Products are handled slightly differently depending on whether they’re THC or CBD-based. “CBD is federally legal,” Vozniak said — so that it can be transported across state lines for disposal, “while THC is state-by-state regulated. A lot of the time you’ll see, especially in California, CBD destroyed on site, but I have a client in Dallas who I’ve been able to just take their product as-is off site to a disposal facility.”

You can recycle or compost materials. After six months, any remaining THC can be leached out and fully decomposed before it is repackaged and used as a gardening supplement. Instead, less sustainable materials such as used nitrile gloves and non-recyclable/food-contaminated packaging will be routed to local landfills or incinerators. Vape cartridges are not allowed.
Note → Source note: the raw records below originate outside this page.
PR #805, opened 2019-10-10
Created two tools for updating recommended change markdown files

Lxiamail:
RecommendedChangeMarkDownReader: Read recommended change markdown files to an excel file for each editing
RecommendedChangeMDWriter: Create markdown files from an excel file. The markdown files are organized by namespaces and unique recommended changes.


marklio:
Any reason you're not just making a new repo for these?

Lxiamail:
> Any reason you're not just making a new repo for these?

It may be a better option. I thought of checking into this repo is because the md files are in the same repo. However, they don't have to be in the same repo, separating these tools from product repo may be better choose.

PR #806, opened 2019-10-16
Update global.json file

Lxiamail:
to specify sdk version 2.2 to avoid build error when build with sdk 3.0


Lxiamail:
Since the build machine may have the specified SDK version installed, we shouldn't checkin the global.son file with the specified SDK version.

PR #808, opened 2019-10-18
Add reference to Microsoft.NETCore.Platforms package to workaround A SDK issue

Lxiamail:
There is a SDK issue in .NET Core 2.* (https://github.com/dotnet/cli/issues/12341). The issue results with ilasm.exe is not copied to Microsoft.Fx.Portability.MetadataReader.Tests\net461\win7-x86 output directory as it should be. Add reference to Microsoft.NETCore.Platforms package to workaround the issue. The issue has been fixed in .NET Core 3.0 SDK (verified on 3.0.100). The reference should be removed once build machine moves to .NET Core 3.0.


Lxiamail:
The test failure is not related with this PR and has been fixed.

Those, along with the Li-ion batteries that power them, are considered e-waste in California so there’s a litany of additional regulatory hurdles to jump through before throwing one away.
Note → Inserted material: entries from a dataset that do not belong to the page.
PR #807, opened 2019-10-16
Create nuget package at build time

Lxiamail:
to make it easy for portabilityservice to consume at local development time.

PR #751, opened 2019-01-24
Reports.Html works on .NET Framework

conniey:
In .NET Framework, the precompiled views are not added to the ApplicationParts by default, so they cannot be resolved.

Fixes #749

PR #746, opened 2018-12-20
Adding support for running tests cross-platform

conniey:
* This is so we don't have to exclude random tests when running our CI/CD builds in our build definition
* Adds FEATURE_ILASM for running tests on .NET 4.6.1 (it should run on .NETCoreApp2.1) but for some reason, native assets aren't copied over when running on .NETCoreApp2.1. https://github.com/dotnet/sdk/issues/2765

PR #745, opened 2018-12-18
Add DiagnosticListener to report ServiceProvider

conniey:
Fixes #744 

This came up because our CI pipeline was only running a subset of the tests. Should be fixed now.

PR #809, opened 2019-10-22
Integrate changes from dev branch to master

Lxiamail:
**Functional improvements:**
Fixed all Y11MAS accessibility issues to meet grade C requirements (#783, #792)
Make ApiPort tool to be .NET Core Global tool (#790)
Fixed DGML fails when there is unresolved dependency(#796)
Moved HTML report generator to a razor library (#742)
Added DiagnosticListener to report ServiceProvider (#745)
Update TargetNameParser to understand versions (#757)
Reports.Html works on .NET Framework (#751)
Updated the HyperLinks to About and Privacy docs on Portability Analyzer Setting are not navigable (#765)
Updated the document link in excel report (#807)
Fix Assembly name header name in Excel report (#779)
Fixed MissingMemberInfo.UsedIn doesn't return anything (#779)
Added JsonPublicKeyTokenconverter to Serialize PublicKeyToken (#800)

**Fundamental improvements**:
Change IReportWriter.WriteStream to be async (#743)
Don't require AssemblyReferenceInformation for IDependencyFilter to reduce memory allocation (#784)
Upgraded .NET Portability libraries from .NET Standard 1.3 to .NET Standard 2.0 (#790)
Upgraded ApiPort Console apps to .NET Core 2.1 and .NET Framework 4.6.1. Upgraded ApiPort VS extension to 4.6.1 (#790)
Set up some caching in json conversion (#785)

**Engineering improvements**:
Update StyleCop.Analyzers and compiler version used (#747)
Gather all our built binaries and symbols at one place (#748) 
Adding support for running tests cross-platform (#746)
Fiximg LicenseUrl is deprecated warning (#750)
Use Full PDB format for net4* projects (#754)
Add reference to Microsoft.NETCore.Platforms to workaround dotnet/cli issue… (#808)


NuGet.config
```diff
@@ -4,8 +4,6 @@
     <!-- Don't use any sources set by the system (workaround for microbuild issue) -->
     <clear />
     <add key="nuget" value="https://www.nuget.org/api/v2/" />
-    <add key="myget.org dotnet-core" value="https://dotnet.myget.org/F/dotnet-core/api/v3/index.json" />
     <add key="corefx lab" value="https://dotnet.myget.org/F/dotnet-corefxlab/api/v3/index.json" />
```
marklio: Do we still need this source?

src/ApiPort/ApiPort.VisualStudio.Common/ComProjectMapper.cs
```diff
@@ -16,7 +16,7 @@
 namespace ApiPortVS
 {
     /// <summary>
-    /// You need to switch to the UI thread before calling any COM interfaces (e.g. IVsHierarchy) using
+    /// You need to switch to the UI thread before calling any COM interfaces (e.g. IVsHierarchy) using.
```
marklio: It feels like maybe there used to be another line here so that it said something like "...using ThreadHelper.JoinableTaskFactory.SwitchToMainThreadAsync()".  As is, it doesn't make sense, and the period doesn't help.

src/ApiPort/ApiPort.VisualStudio/AssemblyRedirectResolver.cs
```diff
@@ -16,7 +16,7 @@ namespace ApiPortVS
     /// Because the VSIX runs inside devenv.exe, the only configuration file that is used for redirects is
     /// devenv.exe.config.We don't want to modify this machine wide configuration so we are manually setting
     /// the redirects.
-    /// More info: http://stackoverflow.com/a/31248093/4220757
+    /// More info: http://stackoverflow.com/a/31248093/4220757.
```
marklio: I'm not a fan of these rules that make you put periods everywhere. This isn't a sentence, so it doesn't need a period. In this case, depending on the interpretation/viewer of the URL, it might include the period and end up with a broken URL. It looks like stackoverflow handles this fine, so I'll leave it to you, but I think these are low-value.

src/lib/Microsoft.Fx.Portability.Cci/Analyzer/DependencyFinderEngine.cs
```diff
@@ -60,22 +60,30 @@ private void FindDependencies(IProgressTask progressTask)
...
+                            MemberDocId = dep.MemberDocId,
+                            TypeDocId = dep.TypeDocId,
+                            DefinedInAssemblyIdentity = dep.DefinedInAssemblyIdentity
+                        };
 
                         // Add this memberinfo
                         var newassembly = new HashSet<AssemblyInfo>
                         {
                             dep.CallingAssembly
                         };
```
marklio: Consider using the overload of AddOrUpdate that takes a factory for the initial value as well, to avoid allocating the HashSet whether you use it or not.

src/lib/Microsoft.Fx.Portability.Cci/Analyzer/DependencyFinderEngine.cs
```diff
@@ -60,22 +60,30 @@ private void FindDependencies(IProgressTask progressTask)
...
-                                                                                                            lock (existingSet)
-                                                                                                            {
-                                                                                                                existingSet.Add(dep.CallingAssembly);
-                                                                                                            }
-                                                                                                            return existingSet;
-                                                                                                        });
+
+                        var assemblies = dependencies.AddOrUpdate(m, newassembly, (key, existingSet) =>
+                        {
+                            lock (existingSet)
```
marklio: Consider removing this lock. ConcurrentDictionary ensures that updates to the values done in the factories are "atomic".

src/lib/Microsoft.Fx.Portability.Cci/Analyzer/DependencyFinderEngine.cs
```diff
@@ -99,16 +107,15 @@ private IEnumerable<MemberDependency> GetDependencies(string assemblyLocation)
...
 
-                    HashSet<string> newValue = new HashSet<string>
-                    {
-                        callingAssembly
-                    };
+                    var newValue = new HashSet<string> { callingAssembly };
+
                     _unresolvedAssemblies.AddOrUpdate(e.Unresolved.Format(), newValue, (key, existingHashSet) =>
                     {
                         lock (existingHashSet)
```
marklio: More unneeded locks. I guess maybe don't mess with this too much. We can make another pass at some point to simplify.

src/lib/Microsoft.Fx.Portability.MetadataReader/MemberDependency.cs
```diff
@@ -106,7 +106,7 @@ public override int GetHashCode()
         {
             if (!_hashComputed)
             {
-                _hashCode = ((DefinedInAssemblyIdentity?.ToString() ?? string.Empty) + (MemberDocId ?? string.Empty) + IsPrimitive.ToString()).GetHashCode() ^ CallingAssembly.GetHashCode();
+                _hashCode = ((DefinedInAssemblyIdentity?.ToString() ?? string.Empty) + (MemberDocId ?? string.Empty) + IsPrimitive.ToString((IFormatProvider)CultureInfo.InvariantCulture)).GetHashCode() ^ CallingAssembly.GetHashCode();
```
marklio: Why are we ToString-ing something that appears to bee a bool?

src/lib/Microsoft.Fx.Portability.MetadataReader/MemberMetadataInfo.cs
```diff
@@ -239,7 +239,7 @@ private IEnumerable<string> GetGenericDisplayNames(IList<string> displayNames)
         }
 
         /// <summary>
-        /// Replace the non-safe characters (<>.,) in a method name with safe ones ({}#@)
+        /// Replace the non-safe characters (.<>.,) in a method name with safe ones ({}#@)
```
marklio: It looks like period is already in the list? Was this another application of the period rule?

NuGet.config
Lxiamail: Yes, we still need it. Apparently,  we never released the microsoft.fx.portablity.* nuget packages on nuget.org, They are only available on myget.

src/ApiPort/ApiPort.VisualStudio/AssemblyRedirectResolver.cs
Lxiamail: Agreed that it is annoying and low value. Added all the periods due to azure devops build machine reporting this style warning as errors. I don't see which rule forces the ending period from https://github.com/microsoft/dotnet-apiport/blob/dev/stylecop.json. Any idea where it may come from?

marklio: Those are driven by the new style analyzers written in Roslyn (rather than stylecop). You can configure them with .editorconfig. You should be getting the same messages in your local editor/build. There should be a way to configure them to not be noisy by right-clicking them and suppressing them. I think that this project is opting into them (I don't think you get them by default)

src/lib/Microsoft.Fx.Portability.MetadataReader/MemberDependency.cs
Lxiamail: Not sure why. The only thing that I can think of may be hashcodes of string "true" vs "false" is more specific than bool values (less chance of ambiguity).

src/lib/Microsoft.Fx.Portability.Cci/Analyzer/DependencyFinderEngine.cs
Lxiamail: I would prefer to take care of these in another pass.  Open https://github.com/microsoft/dotnet-apiport/issues/810 to track the issue.

src/lib/Microsoft.Fx.Portability.Cci/Analyzer/DependencyFinderEngine.cs
Lxiamail: I would prefer to take care of these in another pass.  Open https://github.com/microsoft/dotnet-apiport/issues/810 to track the issue.

src/lib/Microsoft.Fx.Portability.Cci/Analyzer/DependencyFinderEngine.cs
Lxiamail: I would prefer to take care of these in another pass.  Open https://github.com/microsoft/dotnet-apiport/issues/810 to track the issue.

src/ApiPort/ApiPort.VisualStudio.Common/ComProjectMapper.cs
Lxiamail: Fixed by PR https://github.com/microsoft/dotnet-apiport/pull/811

src/ApiPort/ApiPort.VisualStudio/AssemblyRedirectResolver.cs
Lxiamail: Fixed by PR https://github.com/microsoft/dotnet-apiport/pull/811

src/lib/Microsoft.Fx.Portability.Reports.DGML/DGMLOutputWriter.cs
```diff
@@ -26,7 +24,7 @@ public class DGMLOutputWriter : IReportWriter
 
         private readonly DGMLManager dgml = new DGMLManager();
 
-        public void WriteStream(Stream stream, AnalyzeResponse response)
+        public Task WriteStreamAsync(Stream stream, AnalyzeResponse response)
```
marklio: Nice To Have: Useless change to async. This method always completes synchronously.

src/lib/Microsoft.Fx.Portability.Reports.DGML/ReferenceNode.cs
```diff
@@ -105,6 +105,12 @@ public bool TryGetAPICountFromReferences(int target, out int availAPIs, out int
 
             foreach (var item in Nodes)
             {
+                if (item.UsageData == null)
```
marklio: I feel like I've reviewed this or similar changes before. I'm concerned that this check and continue will prevent recursion (and therefore proper counting) if a Node without usage data, but containing Nodes is encountered. Ideally, the UsageData check should be around the initial calculation of avail/unavailAPIs, but still allow recursion. I'll see if I can propose a change.

marklio: At the top...
```suggestion
                if (UsageData is null)
                {
                    availAPIs = 0;
                    unavailAPIs = 0
                }
                else
                {
                    availAPIs = UsageData[target].GetAvailableAPICalls();
                    unavailAPIs = UsageData[target].GetUnavailableAPICalls();
                }
```

marklio: Bah, silly github. That's not the diff I want. This block should go away, and the top of the method should look like the green above.

src/lib/Microsoft.Fx.Portability.Reports.Json/JsonReportWriter.cs
```diff
@@ -5,29 +5,25 @@
...
         }
 
-        public ResultFormatInformation Format
-        {
-            get { return _formatInformation; }
-        }
+        public ResultFormatInformation Format { get; }
 
-        public void WriteStream(Stream stream, AnalyzeResponse response)
+        public Task WriteStreamAsync(Stream stream, AnalyzeResponse response)
```
marklio: Nice to have: useless async change.

src/lib/Microsoft.Fx.Portability/Reporting/IReportWriter.cs
```diff
@@ -3,13 +3,14 @@
...
+using System.Threading.Tasks;
 
 namespace Microsoft.Fx.Portability.Reporting
 {
     public interface IReportWriter
     {
         ResultFormatInformation Format { get; }
 
-        void WriteStream(Stream stream, AnalyzeResponse response);
+        Task WriteStreamAsync(Stream stream, AnalyzeResponse response);
```
marklio: Oh, I see. Some of those other async changes were to support this interface change.

tests/lib/Microsoft.Fx.Portability.Cci.Tests/TestAssembly.cs
```diff
@@ -17,7 +17,15 @@ namespace Microsoft.Fx.Portability.Cci.Tests
...
         private const string TFM = @"[assembly: global::System.Runtime.Versioning.TargetFrameworkAttribute("".NETFramework,Version=v4.5.1"", FrameworkDisplayName = "".NET Framework 4.5.1"")]";
-        private static readonly string Mscorlib = typeof(object).GetTypeInfo().Assembly.Location;
+        private static readonly IEnumerable<string> DefaultReferences = new[]
+        {
+            typeof(object).Assembly.Location,
+            typeof(Console).Assembly.Location,
+
+            // Reference to System.Runtime.dll rather than System.Private.CoreLib on .NET Core
+            typeof(RuntimeReflectionExtensions).Assembly.Location
+        }.Distinct();
```
marklio: This is a fragile way to do this. The location of types isn't set, particularly in Core. If we want to be explicit about references, we should just build the explicit list.

marklio: I could be persuaded that this is a nice to have.

Lxiamail: Created a new issue to track the concern, but don't block the integration.

src/lib/Microsoft.Fx.Portability.Reports.DGML/DGMLOutputWriter.cs
Lxiamail: It was for IReportWriter.WriteStream to IReportWriter.WriteStreamAsync

src/lib/Microsoft.Fx.Portability.Reports.Json/JsonReportWriter.cs
Lxiamail: It was for IReportWriter.WriteStream to IReportWriter.WriteStreamAsync

src/lib/Microsoft.Fx.Portability/Utils/JsonConverters/JsonMultiDictionaryConverter.cs
```diff
@@ -9,7 +9,7 @@
 namespace Microsoft.Fx.Portability.Utils.JsonConverters
 {
     /// <summary>
-    /// Json.NET does not handle IDictionary<TKey,TValue> when TKey is a type other than string.  This provides
+    /// Json.NET does not handle <see cref="IDictionary{TKey, TValue}"/> when TKey is a type other than string.  This provides
```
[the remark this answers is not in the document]
Lxiamail: fixed by PR https://github.com/microsoft/dotnet-apiport/pull/815

src/lib/Microsoft.Fx.Portability/AssemblyFileComparer.cs
```diff
@@ -21,7 +22,16 @@ public int Compare(IAssemblyFile x, IAssemblyFile y)
...
-            return string.Compare(x.Name, y?.Name, StringComparison.Ordinal);
+            // Filenames are case insensitive on Windows.
+            var comparison = StringComparison.OrdinalIgnoreCase;
+
+#if !NET461
+            if (!RuntimeInformation.IsOSPlatform(OSPlatform.Windows))
+            {
+                comparison = StringComparison.Ordinal;
+            }
+#endif
```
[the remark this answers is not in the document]
Lxiamail: Tracked by issue https://github.com/microsoft/dotnet-apiport/issues/817, don't block integration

“What ends up happening is you’ll be able to take [used carts and batteries] to a recycling vendor for a while,” Vozniak said, until “they realize it’s a difficult product to deal with, so we’ll have to find new vendors.”

Ted Chase points the amount left in his medical marijuana vape cartridge. Photo by Lauren A. Little (Photo By Lauren A. Little/MediaNews Group/Reading Eagle via Getty Images)
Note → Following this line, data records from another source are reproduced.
Issue #813, opened 2019-10-30
DGML reference assembly APICounts issues


Lxiamail:
1. When a note.UsageData is null, the remaining nodes in the reference graph was skipped. Reference to Marklio's CR comment at PR https://github.com/microsoft/dotnet-apiport/pull/809.
2. The _searchInGraph reset logic is wrong. It only detects cycle reference, but duplicates counting when a node shows up in more than one branches in the reference graph.

terrajobst:
Closing as API Port was deprecated in favor of binary analysis in [.NET Upgrade Assistant](https://github.com/dotnet/upgrade-assistant/blob/main/docs/binary_analysis.md).

Issue #814, opened 2019-10-30
DGMLOutputWriter merges more than one requests' output together 


Lxiamail:
DGMLOutputWriter.dgml is readonly instance, which only created at by DGMLOutputWriter constructor. However, DGMLOutputWriter instance is shared across requests. This results with DGML output merged more than one requests' output together unexpectedly.

PR #815, opened 2019-10-30
Fixed issue #813 and #814 in DGML format

Lxiamail:
The issues are fixed:

- DGMLOutputWriter merges more than one requests' output together #814
- DGML reference assembly APICounts issues #813

### DIFF
--- a/src/lib/Microsoft.Fx.Portability.Reports.DGML/ReferenceNode.cs
+++ b/src/lib/Microsoft.Fx.Portability.Reports.DGML/ReferenceNode.cs
@@ -10,8 +10,6 @@ namespace Microsoft.Fx.Portability.Reports.DGML
 {
     internal class ReferenceNode
     {
-        private bool _searchInGraph = false;
-
         public List<TargetUsageInfo> UsageData { get; set; }
 
         public string Assembly { get; }
@@ -66,11 +64,11 @@ namespace Microsoft.Fx.Portability.Reports.DGML
             if (Nodes.Count == 0)
                 return 1;
 
-            // reset all the nodes in the reference graph as not be searched.
-            ResetReferenceSearchGraph();
+            // HashSet keep track of the node went through to prevent duplicated counting in the reference graph and circular reference
+            HashSet<ReferenceNode> searchedNodes = new HashSet<ReferenceNode>();
 
             // sum up the number of calls to available APIs and the ones for not available APIs for references.
-            GetAPICountFromReferences(target, out int availableApis, out int unavailableApis);
+            GetAPICountFromReferences(target, searchedNodes, out int availableApis, out int unavailableApis);
 
             // prevent Div/0. When availableApis is 0 and unavailableApis is 0, it likely means that it's references are all not resulted assemblies, return 0.
             if (availableApis == 0 && unavailableApis == 0)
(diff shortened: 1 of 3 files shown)


src/lib/Microsoft.Fx.Portability.Reports.DGML/ReferenceNode.cs
```diff
@@ -66,65 +66,65 @@ public double GetPortabilityIndexForReferences(int target)
...
+                // because we want to only count a reference node once if it is referenced in the graph more than once.
+                if (item._searchInGraph == true)
                 {
-                    // skip the Node with no UsageData
                     continue;
                 }
-
-                if (!item.TryGetAPICountFromReferences(target, out int refCountAvail, out int refCountUnavail))
+                else
                 {
```
marklio: Super NIT: I don't like the "else" here, because technically, the rest of the foreach loop is the else. This is more personal code philosophy though, so it's not a big deal.

src/lib/Microsoft.Fx.Portability.Reports.DGML/ReferenceNode.cs
```diff
@@ -66,65 +66,65 @@ public double GetPortabilityIndexForReferences(int target)
...
-                    // Cycle!
-                    _searchInGraph = false; // Reset this flag
+                    item._searchInGraph = true;
+                }
 
-                    return false;
+                if (item.UsageData != null)
+                {
+                    availAPIs += item.UsageData[target].GetAvailableAPICalls();
```
marklio: Can any of the rest of these calls fail? (can [target] fail with index out of range or another exception, or return null?

src/lib/Microsoft.Fx.Portability.Reports.DGML/ReferenceNode.cs
```diff
@@ -66,65 +66,65 @@ public double GetPortabilityIndexForReferences(int target)
...
+        /// </summary>
+        private void ResetReferenceSearchGraph()
+        {
+            // if we don't have any outgoing references, done reset with this node
+            if (Nodes.Count == 0)
+                return;
+            foreach (var item in Nodes)
+            {
+                item._searchInGraph = false;
+                item.ResetReferenceSearchGraph();
```
marklio: How do you avoid circular references here?

marklio: For what it's worth, my strategy for avoiding following cycles in graphs is to put each node in a HashSet<T> and if Add returns true, process it, otherwise, I've seen it before. It works well for graphs that are reasonable in size, and it doesn't  come with any interesting cleanup problems like this. You can also have multiple threads inspecting the same graph without colliding on state.

marklio: If you wanted a fix for this approach, ResetReferenceSearchGraph could treat _searchInGraph with the oppose rule (only follow Nodes if _searchInGraph was false).

src/lib/Microsoft.Fx.Portability.Reports.DGML/ReferenceNode.cs
Lxiamail: It's gone in updated code.

src/lib/Microsoft.Fx.Portability.Reports.DGML/ReferenceNode.cs
Lxiamail: Great suggestion! Pushed a commit to use the suggested HashSet approach.

src/lib/Microsoft.Fx.Portability.Reports.DGML/ReferenceNode.cs
Lxiamail: Fixed in the new commit.

marklio: Did this actually get fixed? Or we just proved these calls would always succeed?

Lxiamail: Fixed by adding try-catch around item.UsageData[target] statements in the last commit. Any additional concern?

MediaNews Group/Reading Eagle via Getty Images via Getty Images

The difficulty with recycling cartridges lies in their complex construction and mix of materials — woven cloth wicks and aluminum atomizers sealed by plastic walls with rubber o-rings keeping the viscous liquid in place. You can’t very well clean, sort, and disassemble these items by hand; as e-waste, they’re sorted, cleaned and then repeatedly mechanically shredded and resorted into progressively smaller chunks until they’re reduced and separated into their constituent materials. Vizniak explains how vape pen batteries go through the same process. They’re first statically separated by density, then dipped into liquid nitrogen to instantly freeze and deactivate the lithium ion cells before they’re pulverized with mechanical hammers and further sorted for commodity sale.

If that seems like a whole lot of work for such tiny devices, you’re not wrong. Even though California’s legal marijuana industry has existed for less then a decade, many of Prop 54’s verbiage is losing its relevance. “When things were first written, there was a lack of understanding of how the cannabis industry would end up operating,” Vozniak said. He cites the all-in one (AIO), pen battery disposal, as an example.

“We still have to destroy these products on site — and I understand the concern there, they [state regulators] don’t want anything going to the black market — but for these all-in-one-pens, there really is no way to destroy them without putting the operators at risk,” he continued. “A lot of times, operators are going to try to destroy these products themselves because Gaica can be on the more expensive side just because of the nature of what we do. It’s very labor intensive.”

Vozniak has seen cannabis retailers encase old AIOs in blocks of resin to deactivate them — whole drums of resin-ensconced lithium batteries that no recycler would ever take — in order to comply with the state’s “destroy on-site” order. Vozniak argues that a basic exemption to that rule specifically for cannabis e-waste could, “really help the industry out because that’s really what I’m seeing most — out of state as well.”

Vape pen users who want to reduce their carbon footprint can contact their state and district representatives. Refillable cartridges 510 are available — they operate just as the single-use canisters from the dispensary do but have a screw-on lid for injecting fresh oil — such as the Flacko JodyeKandyPens provides the following: SPRK ceramicPCKT is an all-in one kit Kiara NaturalsOr the Puffco Plus. It is easy to maintain and clean refillable tanks. They can also be easily topped up using a dab syringeIf you are looking for a home-made product, you can purchase it from your local dispensary.

Engadget has chosen all products to recommend. We are not affiliated with our parent company. Some stories may contain affiliate links. We may be compensated if you purchase something using one of these affiliate links. All prices correct at time of publishing.